Agenda keempat mencoba mengangkat contoh-contoh (best practices) kebijakan dan program pada tingkat lokal, nasional, bilateral dan multilateral yang menunjukkan komitmen para pemimpin politik, serta mitranya pada private sector dan komunitas. Fokusnya adalah pada kebijakan dan program yang membawa peningkatan pada kualitas pelayanan penanganan dan perawatan terhadap seluruh komunitas dengan menghilangkan hambatan geografis dan budaya. Setiap investasi pada infrastruktur, mekanisme, dukungan legislatif dan langkah-langkah yang mendobrak isolasi menjadi pembahasan yang penting. Meskipun agenda ditujukan pada contoh-contoh kebijakan dan program lokal dan nasional, namun kolaborasi trans-nasional juga menjadi pembahasan.Diskusi membahas kepemimpinan bagi program HIVdan AIDS seperti pentingnya jejaring antar aktor yang berbeda, hubungan dan harmonisasi antara agen donor internasional dengan organisasi nasional dan mekanisme untuk memperkuat kapasitas organisasi lokal baik pemerintah maupun ornop.

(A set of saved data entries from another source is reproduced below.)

PR #1787, opened 2020-07-23
Cumulus 1955 cmr checksum

chuckwondo:
After moving granules, the CMR metadata files are updated with new URLs. Due to AWS's eventual consistency, it is possible that the pre-updated CMR files are published to CMR.  This work uses etags to guarantee that the updated CMR files are published as expected, avoiding publication of outdated CMR files.

## PR Checklist

- [x] Update CHANGELOG
- [x] Unit tests
- [x] Adhoc testing
- [ ] Integration tests


packages/cmrjs/src/cmr-utils.js
```diff
@@ -203,43 +211,55 @@ async function getXMLMetadataAsString(xmlFilePath) {
...
   if (isECHO10File(cmrFilename)) {
-    return metadataObjectFromCMRXMLFile(cmrFilename);
+    return metadataObjectFromCMRXMLFile(cmrFilename, etag);
   }
   if (isUMMGFile(cmrFilename)) {
-    return metadataObjectFromCMRJSONFile(cmrFilename);
+    return metadataObjectFromCMRJSONFile(cmrFilename, etag);
   }
-  throw new Error(`cannot return metdata from invalid cmrFilename: ${cmrFilename}`);
+  throw new Error(`Invalid CMR filename: ${cmrFilename}`);
```
markdboyd, line 262: I personally think the previous error message was a little more descriptive, but it's not a huge deal

packages/aws-client/src/S3.ts
```diff
@@ -342,34 +353,185 @@ export const s3PutObjectTagging = improveStackTrace(
...
+ * @param {string|pRetry.Options} keyOrRetryOptions - key for object
+ *    (filepath + filename), or retry options (see `retryOptions` parameter)
+ * @param {Object} [retryOptions={ maxTimeout: 10_000, retries: 0 }] - options
+ *    to control retry behavior when an object does not exist (by default,
+ *    retries will not be performed)
+ * @returns {Promise} response from `S3.getObject` as a promise
+ * @see {@link https://docs.aws.amazon.com/AWSJavaScriptSDK/latest/AWS/S3.html#getObject-property|S3.getObject}
+ * @see {@link https://github.com/tim-kos/node-retry#retryoperationoptions|retry options}
+ */
+export const getS3Object: S3GetObject = (
```
markdboyd, line 523: So while I understand the intent here was to avoid a larger refactor and preserve the existing call signature of `getS3Object`, ultimately I feel like the maintainability burden of these changes is a bit too high and we've sacrificed some clarity/readability with them. 

I'd probably prefer to just add a `getS3ObjectWithEtag` function and leave `getS3Object` as it was. And remove all the other code in here that was added to support the refactor

packages/aws-client/src/S3.ts
```diff
@@ -342,34 +353,185 @@ export const s3PutObjectTagging = improveStackTrace(
...
+ * @example s3().getObject(params).then(checkMatchPreconditions(params))
+ *
+ * @function
+ * @param {S3MatchParams} params - object optionally containing
+ * @returns {function} a function that compares the resolved result of an S3
+ *    request with the specified match parameters, and either returns the result
+ *    if pre-conditions are met (or unspecified), or throws an error (with
+ *    `statusCode` set to `412`) indicating a pre-condition failed
+ */
+const checkMatchPreconditions = (params: S3MatchParams) =>
```
markdboyd, line 432: If this is here to just support testing via Localstack and we add a `getS3ObjectWithEtag` function, it should be easy to mock this behavior for the tests rather than needing it in this S3 client library itself?

package.json
```diff
@@ -4,6 +4,11 @@
   "description": "Cumulus Framework for ingesting and processing NASA Earth data streams",
   "scripts": {
     "audit": "audit-ci --config ./audit-ci.json && lerna exec -- audit-ci --config $(pwd)/audit-ci.json",
+    "deploy": "npm run deploy-cumulus",
+    "deploy-all": "npm run deploy-data && npm run deploy-cumulus",
+    "predeploy-cumulus": "npm install && npm run bootstrap",
+    "deploy-cumulus": "cd example/cumulus-tf && terraform init && terraform apply -auto-approve",
```
markdboyd, line 10: I personally don't love having a script that does `terraform apply -auto-approve` in the repo, because it's easy to deploy changes you didn't intend to, but think I'll be outvoted on that one

packages/cmrjs/src/cmr-utils.js
```diff
@@ -576,8 +601,8 @@ async function getCmrSettings(cmrConfig = {}) {
   };
 
   if (oauthProvider === 'launchpad') {
-    const launchpadPassphraseSecretName = cmrConfig.passphraseSecretName ||
-      process.env.launchpad_passphrase_secret_name;
+    const launchpadPassphraseSecretName = cmrConfig.passphraseSecretName
```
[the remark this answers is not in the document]
chuckwondo: Yes, this fixes an ESLint warning.

tasks/move-granules/index.js
```diff
@@ -360,3 +384,4 @@ async function handler(event, context) {
 }
 
 exports.handler = handler;
+exports.moveGranules = moveGranules;
```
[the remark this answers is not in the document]
chuckwondo: Not added, just moved it down to the bottom so that it was obvious (clearly it wasn't :-)

tasks/move-granules/tests/test-index.js
```diff
@@ -32,7 +32,7 @@ async function uploadFiles(files, bucket) {
   await Promise.all(files.map((file) => promiseS3Upload({
     Bucket: bucket,
     Key: parseS3Uri(file).Key,
-    Body: file.endsWith('.cmr.xml')
+    Body: isCMRFilename(file)
```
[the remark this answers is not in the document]
chuckwondo: Ah yes, my bad. I should have used `isECHO10File`. If that is already exported, I'll use that, otherwise I'll just revert this change.

tasks/post-to-cmr/index.js
```diff
@@ -142,3 +142,4 @@ async function handler(event, context) {
 }
 
 exports.handler = handler;
+exports.postToCMR = postToCMR;
```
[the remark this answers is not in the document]
chuckwondo: Not added, just moved it down to the bottom so that it's obvious.

tasks/post-to-cmr/tests/cmr-test.js
```diff
@@ -103,17 +102,49 @@ test.serial('postToCMR succeeds with correct payload', async (t) => {
...
+    'meta.xml'), 'utf8');
+  // "Minify" the XML simply to make it differ from the original XML so that S3
+  // treats them as different versions (i.e., generates different ETags)
+  const updatedCmrXml = cmrXml.split('\n').join('');
+
   try {
-    await promiseS3Upload({
+    // Upload updated XML to obtain the updated ETag so we can add it to the
+    // input CMR file.
+    const { ETag: newEtag } = await promiseS3Upload({
```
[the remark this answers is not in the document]
chuckwondo: Makes sense. Will do.

tasks/post-to-cmr/tests/cmr-test.js
```diff
@@ -1,22 +1,21 @@
...
 const sinon = require('sinon');
-const { promisify } = require('util');
 
 const cmrClient = require('@cumulus/cmr-client');
 const awsServices = require('@cumulus/aws-client/services');
 const { promiseS3Upload, recursivelyDeleteS3Bucket } = require('@cumulus/aws-client/S3');
 const { randomString } = require('@cumulus/common/test-utils');
 const { CMRMetaFileNotFound } = require('@cumulus/errors');
 const launchpad = require('@cumulus/launchpad-auth');
+const { isCMRFile } = require('@cumulus/cmrjs');
```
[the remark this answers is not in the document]
chuckwondo: Yep, I think I missed that because I added a test for failure to the S3 tests.

packages/aws-client/src/S3.ts
chuckwondo: Yes, I'm not thrilled with the added complexity to the `getS3Object` function, but I'm also not thrilled with adding another function that does the _same_ thing, differing only in the expected parameters.

I did consider adding another function, but preferred not doing so, so if we do add a function, I want to make sure it can fully handle all parameters that we could possibly send to `S3.getObject`. If we add `getS3ObjectWithEtag`, and then later we want to pass yet another parameter through to S3, then we'll have to add yet another nearly duplicate function.

I was considering adding a `getObject` function that takes a `params` object to mirror the `S3.getObject` function that we're wrapping, but was concerned that having `getS3Object` _and_ `getObject` would be confusing (i.e., why 2 functions that do the same thing, but with different parameters?), unless we _also_ deprecate `getS3Object`.

What do you think about that?

packages/aws-client/src/S3.ts
chuckwondo: Good point. I hadn't considered that, but I'll see how that could be done.

package.json
chuckwondo: I'm open to suggestions for improvement. I could drop the `-auto-approve` flag, but support adding it to the command line. For example `npm run deploy -- -auto-approve` (which would actually allow you to add _any_ valid `terraform` option).  What do you think about that?

chuckwondo:
> A few comments, mostly that I think we need to simplify the changes we're making to our S3 library.
> 
> Beyond that, I'm wondering if our integration tests for ingest & publish workflows are going to pass. You've updated `move-granules` to include etags in the output and `post-to-cmr` to use that etag - but there is a `hyrax-metadata-updates` task that usually runs in between those two and which also updates the CMR file. So I would think that after that task has run, the actual etag of the file on S3 has changed relative to what was output by `move-granules` and post-to-cmr should fail trying to use the old etag. If that is an issue, the only way I see to address it is by updating the hyrax task to include the updated etags in its output. If it's not an issue, I'm a bit surprised

Aha! That would explain why post-to-cmr is failing in CI.  It is failing with a PreconditionFailed error, which exactly what it should do when the ETag is not correct.  (At least that proves that the unit test I need to add for this case should succeed.)

Looks like I have work to do on the hyrax task. Actually, does this mean I can remove the changes I made to move-granules, or are those necessary in case there is a different workflow where there is no hyrax task in between?

package.json
markdboyd: There are other much more important changes in this PR so let's just not worry about this one. It's just my opinion anyway

packages/aws-client/src/S3.ts
yjpa7145: My vote would be to deprecate `getS3Object` and add something like this:

```ts
export const getObject = (
  params: AWS.S3.GetObjectRequest & { s3: AWS.S3 }
): Promise<AWS.S3.GetObjectOutput> =>
  params.s3.getObject(params).promise();
```

package.json
```diff
@@ -4,6 +4,11 @@
   "description": "Cumulus Framework for ingesting and processing NASA Earth data streams",
   "scripts": {
     "audit": "audit-ci --config ./audit-ci.json && lerna exec -- audit-ci --config $(pwd)/audit-ci.json",
+    "deploy": "npm run deploy-cumulus",
```
yjpa7145, line 7: My leaning is to not include these additional scripts. If we do, though, then it seems like they belong in `example` rather than at the top level.

CHANGELOG.md
```diff
@@ -14,6 +14,12 @@ The format is based on [Keep a Changelog](http://keepachangelog.com/en/1.0.0/).
 
 - Fixed bug with request headers in `@cumulus/launchpad-auth` causing Launchpad token requests to fail
 
+- **CUMULUS-1955**
```
yjpa7145, line 17: If there are changes being made to `aws-client/S3`, those should be noted here as well.

.gitignore
```diff
@@ -1,8 +1,9 @@
+.env
+.envrc
 package-lock.json
 .git
 yarn.lock
 yarn-error.log
-node_modules
```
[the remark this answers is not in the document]
chuckwondo: It was a duplicate entry in the file.

tasks/post-to-cmr/index.js
```diff
@@ -39,19 +39,20 @@ function buildOutput(results, granules) {
...
-async function addMetadataObjects(cmrFiles) {
-  const updatedCMRFiles = [];
-  const objectPromises = cmrFiles.map(async (cmrFile) => {
-    const metadataObject = await metadataObjectFromCMRFile(cmrFile.filename);
-    const updatedFile = { ...cmrFile, metadataObject };
-    updatedCMRFiles.push(updatedFile);
-  });
-  await Promise.all(objectPromises);
-  return updatedCMRFiles;
+function addMetadataObjects(cmrFiles) {
```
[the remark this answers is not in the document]
chuckwondo: Sure.

package.json
chuckwondo: I considered putting them in `example`, but that would then require the "precumulus-deploy" to cd to the parent directory: `"cd .. && npm install && npm run bootstrap"`. This isn't terrible, but I felt that it was mildly more odd than this putting it at the top level.

However, if the consensus is to put them in `example`, that's fine.

Of course, if there is a stronger preference to not include them at all, then my question would be why not? These don't appear to be any less appropriate than some of the existing ones, unless, of course, everybody prefers slightly different steps, in which case they aren't generally usable.

CHANGELOG.md
chuckwondo: Will do.

chuckwondo:
@yjpa7145 what about adding retry options to this?

```javascript
export const getObject = (
  params: AWS.S3.GetObjectRequest & { s3: AWS.S3 }
): Promise<AWS.S3.GetObjectOutput> =>
  params.s3.getObject(params).promise();
```

yjpa7145:
> @yjpa7145 what about adding retry options to this? (I don't know why github didn't let me directly reply to your comment above.)
> 
> ```js
> export const getObject = (
>   params: AWS.S3.GetObjectRequest & { s3: AWS.S3 }
> ): Promise<AWS.S3.GetObjectOutput> =>
>   params.s3.getObject(params).promise();
> ```

I suspect that there are going to be plenty of places that we would want to use this function but would not care about retries. There are also going to be places where we may want to retry for differing reasons. I would prefer to see this function stay small, providing the ability to invoke `getObject` using the passed-in S3 instance, and then returning a promised response. There will certainly be places where we need to retry, but I think those should be build on top of a smaller function. Maybe something like `waitForObjectWithEtag()` or something like that, in this case?

chuckwondo:
> > @yjpa7145 what about adding retry options to this? (I don't know why github didn't let me directly reply to your comment above.)
> > ```js
> > export const getObject = (
> >   params: AWS.S3.GetObjectRequest & { s3: AWS.S3 }
> > ): Promise<AWS.S3.GetObjectOutput> =>
> >   params.s3.getObject(params).promise();
> > ```
> 
> I suspect that there are going to be plenty of places that we would want to use this function but would not care about retries. There are also going to be places where we may want to retry for differing reasons. I would prefer to see this function stay small, providing the ability to invoke `getObject` using the passed-in S3 instance, and then returning a promised response. There will certainly be places where we need to retry, but I think those should be build on top of a smaller function. Maybe something like `waitForObjectWithEtag()` or something like that, in this case?

Good. I like the idea of keeping functions small and focused, but easily composed.

chuckwondo:
> > @yjpa7145 what about adding retry options to this? (I don't know why github didn't let me directly reply to your comment above.)
> > ```js
> > export const getObject = (
> >   params: AWS.S3.GetObjectRequest & { s3: AWS.S3 }
> > ): Promise<AWS.S3.GetObjectOutput> =>
> >   params.s3.getObject(params).promise();
> > ```
> 
> I suspect that there are going to be plenty of places that we would want to use this function but would not care about retries. There are also going to be places where we may want to retry for differing reasons. I would prefer to see this function stay small, providing the ability to invoke `getObject` using the passed-in S3 instance, and then returning a promised response. There will certainly be places where we need to retry, but I think those should be build on top of a smaller function. Maybe something like `waitForObjectWithEtag()` or something like that, in this case?

Does this signature also mean that the caller will be _required_ to pass and S3 instance? For example:

```javascript
const object = await getObject({ s3: s3(), Bucket: 'b', Key: 'k' });
```

packages/aws-client/src/S3.ts
```diff
@@ -348,32 +348,58 @@ export const s3PutObjectTagging = improveStackTrace(
...
+ * @example
+ * const obj = await getObject(s3(), { Bucket: 'b', Key: 'k' })
+ *
+ * @param {AWS.S3} s3 - an `AWS.S3` instance
+ * @param {AWS.S3.GetObjectRequest} params - parameters object to pass through
+ *    to `AWS.S3.getObject()`
+ * @returns {Promise} response from `AWS.S3.getObject()` as a Promise
+ */
+// eslint-disable-next-line no-shadow
+export const getObject = (s3: AWS.S3, params: AWS.S3.GetObjectRequest) =>
```
markdboyd, line 362: Is it not going to be a problem that we're deprecating `getS3Object` in favor of `getObject` when `getObject` has no retries? I suppose eventually the retries might not be as essential once we've updated everything to use etags when making requests, but there might be some interim where updating to use this function without retries could break things due to eventual consistency

packages/aws-client/src/utils.ts
```diff
@@ -68,3 +68,34 @@ export const retryOnThrottlingException = <T, U extends unknown[]>(
...
+ * @param {Function} fn - function (that returns a Promise) to retry on error
+ * @param {Object} options - retry options
+ * @returns {Function} a function that will retry the specified function when
+ *    it throws a "not found" or "pre-condition failed" error (i.e., the
+ *    `statusCode` property of the error is either 404 or 412)
+ * @see https://github.com/sindresorhus/p-retry#options
+ * @see https://github.com/tim-kos/node-retry#retryoperationoptions
+ * @see https://github.com/tim-kos/node-retry#retrytimeoutsoptions
+ */
+export const retryOnMissingObjectError = <T, U extends unknown[]>(
```
markdboyd, line 93: Is this actually used? Do we need it? I'd rather not add it if we're not using it, especially given that the signature is more than a little complex to understand

packages/aws-client/tests/test-S3.js
```diff
@@ -169,6 +163,35 @@ test('getS3Object() will retry if the requested key does not exist', async (t) =
...
+
+  t.is(response.Body.toString(), 'asdf');
+});
+
+test('getObject() throws an exception if the requested bucket does not exist', async (t) => {
+  const Bucket = randomString();
+
+  const promisedObject = getObject(awsServices.s3(), { Bucket, Key: 'asdf' });
+
+  const error = await t.throwsAsync(pTimeout(promisedObject, 5000));
```
markdboyd, line 180: Is there any reason to make this wait 5 seconds? Why not 500 milliseconds to make the tests run a little faster

packages/aws-client/src/utils.ts
markdboyd: I see that it is used later. Given the complexity of this function I would vastly prefer putting the `p-retry` directly inside `getObject`

packages/aws-client/tests/test-S3.js
```diff
@@ -169,6 +163,35 @@ test('getS3Object() will retry if the requested key does not exist', async (t) =
...
+
+  t.is(error.code, 'NoSuchBucket');
+});
+
+test('getObject() throws an exception if the requested key does not exist', async (t) => {
+  const { Bucket } = t.context;
+
+  const promisedObject = getObject(awsServices.s3(), { Bucket, Key: 'asdf' });
+
+  const err = await t.throwsAsync(pTimeout(promisedObject, 5000));
```
markdboyd, line 190: Same question about timeout

packages/aws-client/src/S3.ts
chuckwondo: Yes, @yjpa7145 and I covered this. The idea is to separate concerns here so that the S3 functions are not concerned with retries. Callers will need to wrap retries around the functions themselves, if that's what's desired.

However, I do find use of `pRetries` a bit clumsy, and I had originally added a convenience function around the use of `pRetries` to make it simpler and more convenient to wrap retry behavior around any desired function, but pulled it out (before pushing to this PR) because I felt it would have raised further discussions that would have further delayed this PR.

Such a topic is perhaps worthy of discussion at the next Arch. Mtg.

packages/aws-client/src/utils.ts
chuckwondo: Yes, I added it because I use it on other code in this PR. Regarding the signature, it is identical to the `retryOnThrottlingException` that is already part of this file.

However, this does tie back into my other comment about `pRetry` being a bit clumsy and this was my compromise in favor of the more general convenience wrapper that I decided against adding to avoid a long discussion on this PR and save it for an Arch. Mtg.

packages/aws-client/tests/test-S3.js
chuckwondo: Could do, I suppose, but I was just going off of existing test code.

packages/aws-client/tests/test-S3.js
chuckwondo: Again, this is based on existing test code that I mimicked, but would be happy to dial it down, if you like.

packages/cmrjs/tests/cmr-utils/test-cmr-utils.js
```diff
@@ -661,3 +676,40 @@ test('getFileDescription returns fallback if file name cannot be determined', (t
...
+};
+
+test(
+  'metadataObjectFromCMRFile throws PreconditionFailed when ETag does not match CMR XML metadata file',
+  testMetadataObjectFromCMRFile('s3://bucket/fake.cmr.xml')
+);
+
+test(
+  'metadataObjectFromCMRFile throws PreconditionFailed when ETag does not match CMR UMMG JSON metadata file',
+  testMetadataObjectFromCMRFile('s3://bucket/fake.cmr.json')
```
markdboyd, line 714: Given the test mocking - is there any difference between this and the previous test? It's not a huge deal, just wondering

tasks/hyrax-metadata-updates/index.js
```diff
@@ -271,30 +290,31 @@ async function updateSingleGranule(config, granuleObject) {
...
  * @param {Object} event - input from the message adapter
  * @returns {Object} the granules
  */
-async function hyraxMetadataUpdate(event) {
-  const granulesInput = event.input.granules;
-
-  await Promise.all(
-    granulesInput.map((granuleObject) => updateSingleGranule(event.config, granuleObject))
-  );
-  // We don't create anything, we just update existing metadata. So we return what we got.
```
markdboyd, line 295: One: refactoring this function wasn't really necessary. But more importantly, I think the code comment was perhaps useful context, so even if we were going to refactor, I wouldn't have removed it

tasks/hyrax-metadata-updates/tests/test-integration-index.js
```diff
@@ -152,45 +179,252 @@ const event = {
...
+
+  const e = {
+    config: event.config,
+    input: t.context.payload.input
+  };
+
+  try {
+    const metadataFile = t.context.payload.input.granules[0].files.find((f) =>
+      f.type === 'metadata');
+    metadataFile.etag = randomString();
```
markdboyd, line 335: This is relying on mutation. Not going to hold the PR up on it, but it's a bit brittle

packages/aws-client/tests/test-S3.js
markdboyd: Let's not worry about it changing it for now

packages/aws-client/src/S3.ts
markdboyd: OK. I'm going to defer to @yjpa7145 on the refactored code

markdboyd:
Functionally, the updates to the hyrax task look like they should do what we need and are well covered by the unit tests. I assume the integration tests should pass now. Going to defer to @yjpa7145 on the code refactoring

packages/cmrjs/tests/cmr-utils/test-cmr-utils.js
chuckwondo: They take 2 different paths to finally get to the call to `getObject`, so this tests both paths.

tasks/hyrax-metadata-updates/index.js
chuckwondo: The refactoring was due to my adding the `etag` property to the metadata file of each input granule, and as part of that I avoided using mutation in the `updateSingleGranule` function, which meant changing that function to return the cloned/updated granule object instead of not returning anything at all.

Before, since no changes were made to the granule object (and the function didn't return anything) the comment made sense.  It no longer makes sense because now we _do_ create something (the `etag` properties).

markdboyd: Fair enough, that makes sense 👍

tasks/hyrax-metadata-updates/tests/test-integration-index.js
chuckwondo: Yes, but these tests are fully isolated in that sense. I would have to either had to modify the fixture files (which I don't want to do since they are used by other tests as well) or rebuild the whole payload, which seems overkill.

Perhaps I'm missing something though. What would you suggest?

packages/aws-client/src/utils.ts
chuckwondo: Can you elaborate on what you find complex about it? Keep in mind, I copied the existing `retryOnThrottlingException` function in this file, so there is precedence for it.

For comparison, a bare call to `getObject` would look like so:
```
const obj = getObject(s3(), { Bucket, Key });
```
Adding retries using the function in question might look like so (again, similar to usage of `retryOnThrottlingException`):
```
const retryGetObject = retryOnMissingObjectError(getObject, { retries: 5 });
const obj = retryGetObject(s3(), { Bucket, Key });
```

More generally, regardless of whether you like this particular function or not (I'm actually not a fan of it myself -- it's a compromise I made -- which ties into my desire to discuss this topic in an Arch. Mtg.), decoupling the retry capabilities from `getObject` (as well as the other S3 functions) is important because we may not always want to retry on the same set of exceptions.

If we bake the retry capabilities into the `getObject` function, we cannot change which exceptions to retry on, unless we add _further_ complexity to the function signature, beyond the addition of the retry options object.

For example, in one case, we might want to retry _only_ on pre-condition failures, and _not_ on "no such bucket/key" failures, or vice versa, or even for something else, like "not modified."

tasks/hyrax-metadata-updates/tests/test-integration-index.js
markdboyd: Given that the payload is coming from the test context, you're right, this is fine as is

yjpa7145:
I think that the things I would like to see addressed will be better illustrated by a PR against this branch, so I'm working on that now.

chuckwondo:
Ok, I pushed the changes that drop the use of `t.like`, so hopefully that will get past that build error. All integration tests pass locally, so unless the build hits an intermittent test failure, I expect the build to pass

yjpa7145:
You'll need to run `npm run build-docs` in aws-client to update the README there.

packages/aws-client/tests/test-S3.js
```diff
@@ -169,6 +163,35 @@ test('getS3Object() will retry if the requested key does not exist', async (t) =
   t.is(response.Body.toString(), 'asdf');
 });
 
+test('getObject() returns an existing S3 object', async (t) => {
```
yjpa7145, line 166: Consider moving these tests to `tests/S3/test-getObject.js`

tasks/move-granules/tests/test-index.js
```diff
@@ -128,7 +125,7 @@ test.beforeEach(async (t) => {
   );
 
   const payloadPath = path.join(__dirname, 'data', 'payload.json');
-  const rawPayload = await readFile(payloadPath, 'utf8');
+  const rawPayload = fs.readFileSync(payloadPath, 'utf8');
```
yjpa7145, line 128: I'm not sure I understand what this change is fixing.

packages/cmrjs/src/cmr-utils.js
```diff
@@ -74,17 +75,21 @@ function isCMRFile(fileobject) {
...
+ * @returns {Array<Object>} an array of CMR file objects, each with properties
+ *    `granuleId`, `filename`, and possibly `etag` (if present on input)
  */
 function granuleToCmrFileObject(granule) {
   return granule.files
     .filter(isCMRFile)
-    .map((f) => ({ // handle both new-style and old-style files model
-      filename: f.key ? buildS3Uri(f.bucket, f.key) : f.filename, granuleId: granule.granuleId
+    .map((file) => ({
+      ...pick(file, 'etag'),
```
yjpa7145, line 89: Is this functionally different than `etag: file.etag,`?

packages/aws-client/tests/test-S3.js
chuckwondo: Will do.

tasks/move-granules/tests/test-index.js
chuckwondo: Just a minor cleanup. Everywhere else is using `fs.readFileSync` rather than importing `promisify` and using it with `fs.readFile`, so I did it for consistency to and to eliminate the `promisify` import.

packages/cmrjs/src/cmr-utils.js
chuckwondo: Slightly. This _avoids_ inserting `etag: undefined` when `file.etag` is `undefined`. This is perhaps a cryptic way to avoid an explicit check:
```
    .map((file) => ({
      ...pick(file, 'etag'),
      // handle both new-style and old-style files model
      filename: file.key ? buildS3Uri(file.bucket, file.key) : file.filename,
      granuleId: granule.granuleId
    }));
```
Equivalently, this would be:
```
    .map((file) => {
      const result = {
        // handle both new-style and old-style files model
        filename: file.key ? buildS3Uri(file.bucket, file.key) : file.filename,
        granuleId: granule.granuleId
      };
      if (file.etag) result.etag = file.etag;
      return result;
    }));
```
If you'd prefer the latter (or similar), I'd be happy to change it.

chuckwondo: In essence, this expression:
```
...pick(file, 'etag')
```
is equivalent to this:
```
...(file.etag ? { etag: file.etag } : {})
```
which I suppose is another alternative to the `if` statement.

markdboyd: Ultimately this is pretty minor in the scope of this PR so going to ignore it for now

markdboyd:
You need to re-run `npm run build-docs` in the `aws-client` package. And move the tests as suggested by @marc above. Let's also advertise the added `waitForObject` function in the CHANGELOG. Then I'm good to approve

Nampaknya belum banyak perkembangan yang berarti dalam penanggulangan HIV/AIDS di Indonesia, khususnya di Provinsi Jawa Barat. Meskipun demikian upaya pemerintah provinsi untuk menanggulangi HIV/AIDS bukannya tidak ada. Sektor kesehatan yang mendapat dana 4,5 % dari APBD yang mencapai Rp. 8,6 triliun dan hampir setengahnya diperuntukkan untuk penanggulangan HIV/AIDS. Global Fund juga memberikan bantuan sebesar Rp 17 miliar hingga Juli 2011 yang akan dibagikan ke Kota Bandung, Kota Bogor, Kota dan Kabupaten Bekasi, Kota dan Kabupaten Cirebon, Kabupaten Indramayu dan Kabupaten Karawang. Namun upaya tersebut kurang bermakna jika tidak diertai dengan melakukan empowering people, strengthening networks ( memberdayakan masyarakat dan memperkuat jaringan).